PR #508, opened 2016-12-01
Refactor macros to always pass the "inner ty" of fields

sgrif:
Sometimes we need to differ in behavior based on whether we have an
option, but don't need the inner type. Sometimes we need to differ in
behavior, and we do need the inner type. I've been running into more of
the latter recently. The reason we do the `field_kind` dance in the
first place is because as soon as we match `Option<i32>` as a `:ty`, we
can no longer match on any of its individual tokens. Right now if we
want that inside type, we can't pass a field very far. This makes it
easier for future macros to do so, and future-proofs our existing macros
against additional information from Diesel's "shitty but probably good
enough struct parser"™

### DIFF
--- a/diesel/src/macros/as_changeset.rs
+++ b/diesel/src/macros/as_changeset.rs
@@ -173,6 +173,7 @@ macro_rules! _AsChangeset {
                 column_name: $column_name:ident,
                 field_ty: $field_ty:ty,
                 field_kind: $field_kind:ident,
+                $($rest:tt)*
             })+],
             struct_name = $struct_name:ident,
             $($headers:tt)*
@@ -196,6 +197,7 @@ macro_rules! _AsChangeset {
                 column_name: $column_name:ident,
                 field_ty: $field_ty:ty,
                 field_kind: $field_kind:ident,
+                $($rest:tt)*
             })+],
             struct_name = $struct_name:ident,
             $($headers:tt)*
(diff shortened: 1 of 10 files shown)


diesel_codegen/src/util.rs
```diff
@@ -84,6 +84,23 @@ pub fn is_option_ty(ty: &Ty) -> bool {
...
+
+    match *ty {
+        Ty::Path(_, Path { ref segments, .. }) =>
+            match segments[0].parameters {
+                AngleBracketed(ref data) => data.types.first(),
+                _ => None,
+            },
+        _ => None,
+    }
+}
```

◆ ◆ ◆

→ **What the exercise asks**
Until the last line is reached, keep transcribing the data exactly.

→ **Answer space**
PR #508, opened 2016-12-01
Refactor macros to always pass the "inner ty" of fields

sgrif:
Sometimes we need to differ in behavior based on whether we have an
option, but don't need the inner type. Sometimes we need to differ in
behavior, and we do need the inner type. I've been running into more of
the latter recently. The reason we do the `field_kind` dance in the
first place is because as soon as we match `Option<i32>` as a `:ty`, we
can no longer match on any of its individual tokens. Right now if we
want that inside type, we can't pass a field very far. This makes it
easier for future macros to do so, and future-proofs our existing macros
against additional information from Diesel's "shitty but probably good
enough struct parser"™

### DIFF
--- a/diesel/src/macros/as_changeset.rs
+++ b/diesel/src/macros/as_changeset.rs
@@ -173,6 +173,7 @@ macro_rules! _AsChangeset {
                 column_name: $column_name:ident,
                 field_ty: $field_ty:ty,
                 field_kind: $field_kind:ident,
+                $($rest:tt)*
             })+],
             struct_name = $struct_name:ident,
             $($headers:tt)*
@@ -196,6 +197,7 @@ macro_rules! _AsChangeset {
                 column_name: $column_name:ident,
                 field_ty: $field_ty:ty,
                 field_kind: $field_kind:ident,
+                $($rest:tt)*
             })+],
             struct_name = $struct_name:ident,
             $($headers:tt)*
(diff shortened: 1 of 10 files shown)


diesel_codegen/src/util.rs
```diff
@@ -84,6 +84,23 @@ pub fn is_option_ty(ty: &Ty) -> bool {
...
+
+    match *ty {
+        Ty::Path(_, Path { ref segments, .. }) =>
+            match segments[0].parameters {
+                AngleBracketed(ref data) => data.types.first(),
+                _ => None,
+            },
+        _ => None,
+    }
+}
```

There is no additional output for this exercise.